[Task details] Report how many lines below include the string "data". Please keep the reply to that number.

Saved entries:
PR #946, opened 2022-11-14
feat: HTTP retrieval by block CID

LexLuthr:


willscott:
Where is the logic here that would prevent serving blocks that should not be retrievable by provider policy?

cmd/booster-http/server.go
```diff
@@ -66,12 +69,17 @@ func (s *HttpServer) pieceBasePath() string {
 	return s.path + "/piece/"
 }
 
+func (s *HttpServer) blockBasePath() string {
+	return s.path + "/block/"
```
willscott, line 73: lets have a spec for this interface?

In particular, there are a set of semantics that have become fairly precise around how the IPFS gateways serve a block over HTTP.

We should, unless we have very strong reason otherwise, attempt to replicate those semantics.

Otherwise, we end up having to maintain support for this alternative endpoint with slightly different semantics. that we haven't fully documented anywhere.

dirkmc: I agree we should replicate the gateway semantics - could you point us to any existing docs about gateway semantics that we can take a look at?

dirkmc:
We need to implement provider policy for booster-http, but that's true of all endpoints, so I think it's outside the scope of this PR

cmd/booster-http/server.go
willscott: https://github.com/ipfs/specs/blob/main/http-gateways/TRUSTLESS_GATEWAY.md

dirkmc: So it seems like what's missing is:
1. Set Content-Type header to `application/vnd.ipld.raw`
2. Set Content-Disposition header to `attachment; filename="<cid>.car"`

Is there anything else I'm missing?

willscott: we should consider path semantics of `/ipfs/<cid>` rather than `/block/<cid>` as well

dirkmc: Sorry I'm not familiar enough with the spec to know what you mean by path semantics - can you point us to a specific section?

LexLuthr: We probably need "X-Content-Type-Options" set as "nosniff" as well

willscott: > data is requested by CID, only supported path is /ipfs/{cid}

just that the implemented handler is at the path "/block/" and the gateway spec is expecting it to be at "/ipfs/"

dirkmc: Oh I see - sure that seems like an easy change to make

LexLuthr: All requested changes done. @willscott and @dirkmc Can you review again?

cmd/booster-http/server.go
```diff
@@ -194,6 +210,57 @@ func (s *HttpServer) handlePieceRequest(w http.ResponseWriter, r *http.Request)
...
+	}
+
+	filename := r.URL.Query().Get("filename")
+	if filename == "" {
+		filename = blockCidStr
+	}
+
+	utf8Name := url.PathEscape(filename)
+	asciiName := url.PathEscape(regexp.MustCompile("[[:^ascii:]]").ReplaceAllLiteralString(filename, "_"))
+	w.Header().Set("Content-Disposition", fmt.Sprintf("%s; filename=\"%s\"; filename*=UTF-8''%s", "attachment", asciiName, utf8Name))
```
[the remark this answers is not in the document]
LexLuthr: Are talking about the filename logic in case use did not specify one? Or filename within the header itself?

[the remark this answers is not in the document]
LexLuthr: I see what you mean. Let me remove the filename input altogether to avoid this. Filename would be same as block Cid to mitigate this.

cmd/booster-http/server.go
```diff
@@ -194,6 +210,57 @@ func (s *HttpServer) handlePieceRequest(w http.ResponseWriter, r *http.Request)
...
+	w.Header().Set("Content-Type", "application/vnd.ipld.raw")
```
dirkmc, line 249: It looks like the Content-Type gets overridden in the parameter passed to `serveContent()`

LexLuthr: Fixed

cmd/booster-http/server.go
```diff
@@ -65,12 +68,17 @@ func (s *HttpServer) pieceBasePath() string {
 	return s.path + "/piece/"
 }
 
+func (s *HttpServer) blockBasePath() string {
+	return s.path + "/ipfs/"
```
LaurenSpiegel, line 72: why ipfs?

LaurenSpiegel:
Could you please do a related PR to the docs so we can see how this appears from a user perspective along with the piece cid endpoints and query params?

cmd/booster-http/server.go
```diff
@@ -194,6 +210,51 @@ func (s *HttpServer) handlePieceRequest(w http.ResponseWriter, r *http.Request)
...
+	data, err := s.api.GetBlockByCid(ctx, blockCid)
+	if err != nil {
+		msg := fmt.Sprintf("server error getting data for block '%s': %s", blockCidStr, err.Error())
+		writeError(w, r, http.StatusInternalServerError, msg)
+		stats.Record(ctx, metrics.HttpBlockByCid500ResponseCount.M(1))
+		return
+	}
+
+	utf8Name := url.PathEscape(blockCidStr)
+	asciiName := url.PathEscape(regexp.MustCompile("[[:^ascii:]]").ReplaceAllLiteralString(blockCidStr, "_"))
```
dirkmc, line 247: Instead of doing all the escaping, can you just use blockCid.String()?

cmd/booster-http/http_test.go
```diff
@@ -96,3 +97,30 @@ func TestHttpGzipResponse(t *testing.T) {
...
+	data := []byte("Hello World!")
+
+	mockHttpServer.EXPECT().GetBlockByCid(gomock.Any(), gomock.Any()).AnyTimes().Return(data, nil)
+
+	// Create a client and make request with Encoding header
+	client := new(http.Client)
+	request, err := http.NewRequest("GET", "http://localhost:7777/ipfs/bafybeigdyrzt5sfp7udm7hu76uh7y26nf3efuylqabf3oclgtqy55fbzdi", nil)
+	require.NoError(t, err)
+
+	response, err := client.Do(request)
```
dirkmc, line 117: Let's also check that the expected response headers are sent and that they are correct

cmd/booster-http/server.go
LexLuthr: I might be wrong but I think this due to how Go treats a string as slice of bytes(runes). It would still try to use the special characters so forcing them to escape would be a safer choice.
BTW, I picked this directly from Kubo.
https://github.com/ipfs/kubo/blob/1d5e46ac97dbd9862818b191517a4dc04186a26e/core/corehttp/gateway_handler.go#L688-L692

dirkmc (approved):

dirkmc:
@LexLuthr some other PRs got merged into `nonsense/piece-store`. Could you please resolve the conflicts and merge when ready.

[Answer for this exercise] 5